Cimetiere des Elephants

J’arrive pas à oublier, j’arrive pas à oublier, ce que ca fait d’être dans tes bras et ce que ca fait quand tu ne rentres pas, j’ai 11 ans je m’en fous, c’est anormal c’est dépressif, c’est mon putain d’Oedipe, j’arrive pas à m’y faire, je veux pas grandir, je veux régresser, redevenir petite dans mon jogging vieux rose compagnie de Californie, préparer ton café dans la cafetière de la cuisine, que tu m’emmènes me balader dans la BMW défoncée, y’avait que toi et moi, y’avait que nous, j’étais le centre de ta vie, tu pleurais quand je partais, rappelle toi, je voudrais que ca te hante, je voudrais que ca te tue, que les larmes rentrent de ton corps pour te rendre malade, je voudrais te voir encore pleurer quand j’emporte mes affaire dans la voiture de ma mère, je veux que tu souffres comme j’en chie pour ne pas t’oublier, cette douleur que j’entretiens pour te permettre d’exister.

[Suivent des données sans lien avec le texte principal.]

Issue #1831, opened 2017-09-18
squid: Log date/time formatting into gui


monster900:
Hi,
ist it possible to show the squid logs for access an store logs in a more user friendly time format into the gui?
Right now both logs are shown into unix time format.

best regards
Dirk

fichtner:
Hi Dirk,

It's not impossible, but there are far superior tools for Squid Log Analysis than we could ever write / provide. Have you checked out lightsquid?


Cheers,
Franco

Stephanowicz:
Hi,

I've thinking bout this, too - and according to [https://robinward.com/?p=372](https://robinward.com/?p=372) it's quite easy by adding something like
`logformat squid %tl.%03tu %6tr %>a %Ss/%03Hs %`
to the squid config.

This means one needs to add the changes to the proxy template in 

> /usr/local/opnsense/service/templates/OPNsense/Proxy/squid.conf 

I added it to line 337 - this is used when enabling "file extended" in the general settings
**%tl.%03tu %6tr** is added after `logformat opnsense      ` : 
`logformat opnsense      %tl.%03tu %6tr %>a %[ui %>eui %[un [%tl] "%rm %ru HTTP/%rv" %>Hs %<st "%{Referer}>h" "%{User-Agent}>h" %Ss:%Sh
`

After this modification the logfile enties changed from
`1506423311.903     94 192.168.200....`
to
`26/Sep/2017:12:58:12 +0200.969 274530 192.168.200....`

Cheers,

Stephan

monster900:
Stephan,
it's working! But only for the access log. The store log keep showing the unix time format. Is there another line into squid.conf to change the time format for store log too?
What happens after an update? I think that these changes gone after an update, right?

best regards
Dirk

fichtner:
Yes, it should be added to OPNsense else it's overwritten. I don't mind changing the format, but what happens to e.g. lightsquid analysis in these cases?

Stephanowicz:
@fichtner do these depend on the unix time format?

@monster900 as far as I know it's not possible for the store log

probably a custom format field would be helpful... though one needs  to know what one is doing...

fichtner:
I don't know, that's all I'm saying.

lightsquid is not a default so we can get away with using the new timestamp format as a default, but then we need to provide a fallback option for the people who use other tools that expect the "standard" log format.

Stephanowicz:
A combobox with different formatting options would be nice^^

fichtner:
[...]

PR #3326, opened 2019-03-13
Squid log webUI in readable date format #1831

nhirokinet:
This is an idea for #1831.

### DIFF
--- a/src/www/diag_logs_common.inc
+++ b/src/www/diag_logs_common.inc
@@ -33,6 +33,39 @@ if (!isset($logsplit)) {
     $logsplit = 3;
 }
 
+function format_unixtime($unixtime_before_point, $unixtime_after_point) {
+    global $config;
+
+    $datetime_instance = new Datetime('@' . $unixtime_before_point);
+
+    switch ($config['system']['language']) {
+        case 'ja_JP':
+        case 'zh_CN':
+            return $datetime_instance->format('Y/m/d H:i:s') . $unixtime_after_point;
+
+        default:
+            return $datetime_instance->format('D, d M Y H:i:s') . $unixtime_after_point . $datetime_instance->format(' O');
+    }
+}
+
+function format_date_time($date_time) {
+    global $log_datetime_format;
+    if (isset($log_datetime_format) && $log_datetime_format === 'unix') {
+        if (strpos($date_time, '.') !== FALSE) {
+            $unixtime_before_point = substr($date_time, 0, strpos($date_time, '.'));
+            $unixtime_after_point  = substr($date_time, strpos($date_time, '.'));
+        } else {
+            $unixtime_before_point = $date_time;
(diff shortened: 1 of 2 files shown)


src/www/diag_logs_common.inc
```diff
@@ -29,13 +29,43 @@
     POSSIBILITY OF SUCH DAMAGE.
 */
 
+require_once('guiconfig.inc');
```
fichtner: this shouldn't be necessary

src/www/diag_logs_proxy.php
```diff
@@ -7,7 +7,12 @@
 
 $logfile = "/var/log/squid/{$type}.log";
 $logclog = false;
+
 $logsplit = 2;
+if ($type === 'access' || $type === 'store') {
+    $logsplit = 1;
+    $log_datetime_format = 'unix';
```
fichtner: you should declare that variable above so that it is always declared

nhirokinet:
I fixed them.
As I remember I added `require_once('guiconfig.inc');` to load correct timezone, but it seems just my mistake.

fichtner:
I'm ok to try this if @AdSchellevis is also ok with it

AdSchellevis:
@fichtner I haven't tried it out yet, but in principle I'm not agains reformatting unix timestamps, this just looks a bit too overly complicated for my taste. I also think that the default format should match the other log files (YYYY/MM/DD HH24:MI:SS if I'm not mistaken)

nhirokinet:
@AdSchellevis This is just an opinion by just a user, I felt unixtime was better way to store here:

- In #1831 , non-default log format of squid was concern for third-party log analyzer (first reason was this).
- With lack of abstract expression of local time in PHP (and I think some other languages),  I felt unixtime is better storing format, and WebUI can immediately reformat it (and I think is nice if it's according according to users' current preferences).
- Unixtime does not lack an information about DST (but I live in a country without DST, I actually don't know how they treat DST) or timezone.
- Default log format seems to be "Apr 22 23:19:22", whose `$logsplit` should be [3](https://github.com/opnsense/core/blob/715ad3f2534c58b9ec78cdcb062ba90322539188/src/www/diag_logs_common.inc#L33). Squid cache log seems to have `YYYY/MM/DD HH24:MI:SS` format, but it [overrides](https://github.com/opnsense/core/blob/715ad3f2534c58b9ec78cdcb062ba90322539188/src/www/diag_logs_proxy.php#L10) the default.

AdSchellevis:
@nhirokinet you're right about the format, my mistake. The code itself could be simplified, but I don't mind adding this first, since the impact is low and there's not a lot of code involved.

fichtner:
Merged, thanks. @AdSchellevis I am not sure which simplifications you mean. Feel free to pick this up when you have time :)

PR #4640, opened 2021-01-26
firewall: Fix Icon Toggle for Block

jeffg2k:
When a rule is set to Allow, Block or Reject, the icon is `fa-play`, `fa-times` and `fa-times-circle` respectively.  When you toggle a rule to disable it, the code in `firewall_rules.php` changes the icon to `fa-play` (Allow Icon) regardless of it being Block or Reject, which is confusing.  

Due to the order of how things are defined in the CSS, Reject and Allow work fine, but Block does not.  Since `fa-spinner fa-pulse` appears to be defined later in CSS than the indicators, it takes priority for the icon.  When removed, it restores the proper icon with the appropriate `text-muted` or `text-success`.  I think we can safely remove the `fa-play` from the toggle, which will fix the Block icon.

Example of issue by clicking it a couple times..
Screen Shot 2021-01-26 at 12 05 34 AM

### DIFF
--- a/src/www/firewall_rules.php
+++ b/src/www/firewall_rules.php
@@ -437,7 +437,7 @@ $( document ).ready(function() {
   $(".act_toggle").click(function(event){
       event.preventDefault();
       let target = $(this);
-      target.removeClass('fa-play').addClass('fa-spinner fa-pulse');
+      target.addClass('fa-spinner fa-pulse');
       let id = target.attr("id").split('_').pop(-1);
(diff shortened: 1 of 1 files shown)


jeffg2k:
Alternatively, check which class exists and add remove / add the appropriate class.

AdSchellevis:
@jeffg2k I totally forgot about this one, noticed the same a long time ago but forget. This seems to work fine on my end, so let's pull this in. Thanks!

PR #4653, opened 2021-01-31
Update alias.py to add User-Agent

abraha2d:
This is needed since some web servers (including `os-nginx` in its default configuration) reject requests without a User-Agent specified.

Not sure how to dynamically get the current OPNsense version, or whether that's even a good User-Agent. Feel free to modify to fix that.

### DIFF
--- a/src/opnsense/scripts/filter/lib/alias.py
+++ b/src/opnsense/scripts/filter/lib/alias.py
@@ -140,6 +140,9 @@ class Alias(object):
         req_opts['url'] = url
         req_opts['stream'] = True
         req_opts['timeout'] = self._timeout
+        req_opts['headers'] = {
+            'User-Agent': 'OPNsense/20.7.8_4',
+        }
         if self._ssl_no_verify:
             req_opts['verify'] = False
         # fetch data


AdSchellevis:
when not specified a standard one from python is appended if I'm not mistaken, we should try to pin a specific version of ours in there.

fichtner:
@AdSchellevis read from metadata? "Product/Major version" only I would say

AdSchellevis:
@fichtner maybe better find out why the default user agent is an issue, before you know you end up glueing all scripts with custom user-agents. The default headers should already contain an agent as far as I know.

https://github.com/psf/requests/blob/589c4547338b592b1fb77c65663d8aa6fbb7e38b/requests/utils.py#L821-L826

abraha2d:
Just checking in on this, any updates?

fichtner:
No, as Ad said the default is set so the question is why and where it is stripped of you really don’t have it and still need it.

In my case hard coding doesn’t help. So this PR should rather be a support ticket...

fichtner:
As stated before we cannot hardcode this in any case so I will close the PR.

PR #4657, opened 2021-02-01
Fix sidebar menu collapse

maurice-w:
Sidebar menu collapsed when clicking link to netflow configuration.


fichtner:
Nice catch, thanks!

Issue #24, opened 2015-01-09
Add template engine in check_reload_status and give check_reload_status a more sensible name


AdSchellevis:
One of the main goals for OPNsense is to create a cleaner codebase which is easier to maintain. This feature detaches frontend and backend for template generation and provides a cleaner approach for handling configuration files.
Rename check_reload_status.py to a more sensible name. (as it is the backend service for configuring the firewall)

AdSchellevis:
Template engine in place, rename check_reload_status later on.

PR #4659, opened 2021-02-01
Prefix delegation fix for dhcpdv6

marjohn56:
Currently any PD delegation is incorrectly using the same prefix as the parent interface. For the avergage user who does not need PD on thier LAN this is not an issue, it  will cause issues for those who do want to use dhcpdv6 and give out prefixes. It is quite complex to do as the PDs will vary depending on the prefix obtained from  the ISP and the delegation size being given out, not a simple 'just add '1;

I said this  is quite complex, first we call a new function gen_ipv6_prefix_ranges($interface), the interface being a lan interface, we only need to call this once no matter how many lan interfaces are tracking a particular wan, there is code around this call to make sure it is only called once.
Within the function gen_ipv6_prefix_ranges($interface), we first call another new function get_tracking_interfaces_count($interface) which returns the total number of lan interfaces that are tracking the  wan tracked by the interface in the call to gen_ipv6_prefix_ranges($interface). We need this value to calculate the pd prefixes and ranges. The call returns an array containing the number of interfaces tracking the wan, the prefix delegation supplied by the ISP, this is obtained by using the new call get_isp_pdinfo($wanif, $type = 'len') - (that uses the real prefix obtained from dhcp6c), and the wan interface name.

So now we have the those we can work out the size of the prefix needed to fit the number of lan interfaces plus the number of PDs we wish to give out.

 Once we have this, say for instance we have two lan interfaces tracking a wan, we calculate the number of total prefixes needed, in the case of two lan interfaces we need one prefix for the /64s of the lans themselves and two pd ranges for the delegations, that would make three prefixes total, so the minimum PD prefix would need to support four prefixes  ( we cannot have odd numbers ). Next we call another new function ipv6_prefix_calc($ipaddrv6, $pd_mask, $prefix), this takes the original lan ip, the pd_mask we have calculated from the size of the ISP supplied prefix and the number of PDs we need and the prefix supplied by the ISP. This returns an array containing the prefixes themselves, i.e in the case of us needing a total; of eight prefixes and we have a /56 supplied by the ISP we would need a /59 mask and the prefixes would be aaaa:bbbb:cccc::,   aaaa:bbbb:cccc:20::  aaaa:bbbb:cccc:40:, aaaa:bbbb:cccc:80: etc etc.

I will not go through the whole process, but the result is that the call returns an array indexed by the tracking IDs of the lan interfaces. We then just pass assign the prefixes before it gets written to the conf.

There is the additional bonus that we can use the call ipv6_prefix_calc() to generate a prefix table that could be used to assist a user who is doing manual configuration.

This will require the use of a dhcp6c version that supports returning the PD_INFO in the form wan_interface.prefix, dhcp6c PR #24 does this.

I should add a note that it doesn't matter what size the ISP prefix is, the code will generate the correct prefixes, however I have limited the range to work between /48 and /64. I don't think ISPs will be doing dhcpd6 on anything larger than /48!

### DIFF
--- a/src/etc/inc/plugins.inc.d/dhcpd.inc
+++ b/src/etc/inc/plugins.inc.d/dhcpd.inc
@@ -503,8 +503,9 @@ function dhcpd_radvd_configure($verbose = false, $blacklist = array())
             if ($autotype == 'slaac') {
                 /* XXX also of interest in the future, see hardcoded prefix above */
                 $radvdconf .= "\t\tBase6Interface $realtrackif;\n";
+                $radvdconf .= "\t\tDeprecatePrefix on;\n";
             }
-            $radvdconf .= "\t\tDeprecatePrefix on;\n";
+            /* XXX DeprecatePrefix on crashes radvd on 12.1 */
             $radvdconf .= "\t\tAdvOnLink on;\n";
             $radvdconf .= "\t\tAdvAutonomous on;\n";
             $radvdconf .= "\t};\n";
@@ -1282,6 +1283,10 @@ function dhcpd_dhcp6_configure($verbose = false, $blacklist = array())
         flush();
     }
 
+    $interface_count = 0;
+    $pd_one_pass = 0;
+    $check_wanif_array = array();
+
     /* we add a fake entry for interfaces that are set to track6 another WAN */
     foreach (array_keys($iflist) as $ifname) {
         /* Do not put in the config an interface which is down */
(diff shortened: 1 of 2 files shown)


marjohn56:
Looks like there was a change with deprecate prefix on the radvd section between the time I created the PR and the master pull. So please adjust as neccasary.

marjohn56:
Forgot about multiwan! Now it handles that.

marjohn56:
Additions are available to display prefix allocations for each interface, but I will not commit those until this has been pulled, waste of time otherwise.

T’as ta place dans ma vie, je te porte dans mon corps, le poids de mon père mort, le poids de la crainte de te recroiser, au détour d’une rue, dans tes quartiers préférés, lire sur ton visage que tu as oublié qui j’étais, pour de bon effacés les souvenirs et ta paternité. J’aurai du m’en douter, ca commençait mal, je suis née un jour maudit, deuil national, j’avais pas les bonnes fées, y’a les photos pourtant, tu me portes près de ton coeur et ta bouche est posée sur mon crâne déformé, t’étais là quand je suis née, il parait même que t’as pleuré, est ce que déja tu t’en foutais, t’avais déja prévu de me quitter, de me laisser, de m’abandonner. J’en sais rien et quand je te demande de m’expliquer tu ne me réponds pas, tu te contentes de me répondre que je n’existe pas. J’arrive pas à t’en vouloir, j’arrive pas à comprendre, chaque jour je me demande, ce que tu fais comment tu vis, si tu es heureux et comment c’est ta vie, je cherche tes enfants à  chaque sortie d’école, je croise des visages qui me ressemblent et que je ne connais pas, je suis veuve de mon père, je suis une fille mère, je pousse mais tu refuses de sortir, j’ai ta tête bloquée entre les deux estomacs, je veux accoucher de toi, et puis t’abandonner, répéter une dernière fois le schéma pourri que je fais subir à ceux qui ont le tort de m’aimer, je les aime à la folie et je les laisse tomber, je ne sais pas aimer sur la durée, ce qu’il me faut c’est de l’intense, de la folie, du rêve, du fugace et de l’immédiat, parce que rien ne dure jamais, les gens refusent de crever et il faut les achever, coups de pieds dans le ventre pour les faire avorter, je suis la boule nauséabonde dont tu veux te débarrasser, je suis le fœtus sanguinolent retrouvé noyé, je suis l’accoucheuse et l’accouchée, ma maïeutique ne connait pas la logique, je suis tout à la fois et finalement je ne suis rien, je ne suis qu’une merde puante et asphaltée, accrochée au sol, refusant de décoller.